St. Mary officials said staffs at the two hospitals are being drawn from different markets, therefore eliciting different contract terms.

“Mercy Fitzgerald competes for nurses with large academic medical centers in downtown Philadelphia, and their nurses’ wages reflect that competitive reality,” wrote Christy McCabe, a spokesperson for Trinity Health. “In Bucks County, wages for St. Mary nurses are in line with other suburban hospitals’ pay. St. Mary has made generous offers on wages, which the union has rejected.”

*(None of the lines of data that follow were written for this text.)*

PR #4224, opened 2021-04-15
Reduce default output when run in prescribed/prognostic mode

jonbob:
Reduces the number of analysis members mpas-seaice calculates and outputs when run in prognostic mode, for performance reasons. The only output necessary in this situation are the mpassi restart files, since atm developers are unlikely to look at seaice output.

[BFB]

### DIFF
--- a/components/mpas-seaice/bld/build-namelist
+++ b/components/mpas-seaice/bld/build-namelist
@@ -190,6 +190,7 @@ print $fh  <<"EOF";
 <?xml version="1.0"?>
 <config_definition>
 <entry id="ice_grid" value="$ICE_GRID">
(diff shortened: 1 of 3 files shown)


worleyph (approved):
Tested changes using 

     -compset FC5AV1C-L-MPASSI -res ne4_oQU480 

and it worked as expected (eliminating all mpassi .nc files except for a single mpassi restart file). After disabling restart writes in env_run.xml, this case then generated no .nc or .bin files.

Scan of code changes look reasonable to me as well, but I am not familiar with this code.

akturner (approved):

akturner:
These changes look fine to me

jonbob:
merged to next

jonbob:
merged to master

PR #4228, opened 2021-04-18
Fixes a bug in rad diags calculations due to prescribed volcanic emissions (maint-1.0)

singhbalwinder:
Radiation diagnostic calculations were producing different
answers even for the exact same list of aerosols mentioned in
the namelist in rad_diag_1 and rad_diag_2 fields. This bug
appears only for the compsets which turn on the prescribed
volcanic emissions (e.g. F2010). The bug doesn't affect other
compsets (e.g. FC5AV1C-L).
The reason was the use of unit conversion factor (km to m)
which got applied repeatedly for each diagnostic call. This bug
does not affect any simulation which doesn't use repeated
radiation diagnostic calls via rad_diag_1 etc. in the namelist

[BFB] - Bit-For-Bit


kaizhangpnl (approved):

wlin7:
Merged to maint-1.0.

While the nurses maintain their priority is safe staffing, not wage increases, they note the two are related, as competitive wages lead to better staff retention.

Joe Gentile (left), a registered nurse at St. Mary for 36 years, speaks to a gathering of about 200 nurses picketing at the entrance to the hospital in Langhorne, Pa. He says the facility continues to lose experienced nurses because of non-competitive wages and understaffing. (Emma Lee/WHYY)

Jill Gross works in the progressive care unit and has been at St. Mary for eight years. She said she watched as the hospital hemorrhaged nurses, losing more than 200 over the last two years, with more than 20 people leaving one unit alone. Many of her former colleagues, she said, were afraid of losing their nursing licenses because they were stretched so thin that they were more likely to make a mistake or be forced to do shoddy work under pressure. She didn’t want to be counted among them.

“I grew up here, I feel an attachment to the hospital that I feel is gone,” said Gross, noting it was becoming an increasingly difficult place to work.  “I live here. Think of what we do together every day at work. We’re family.”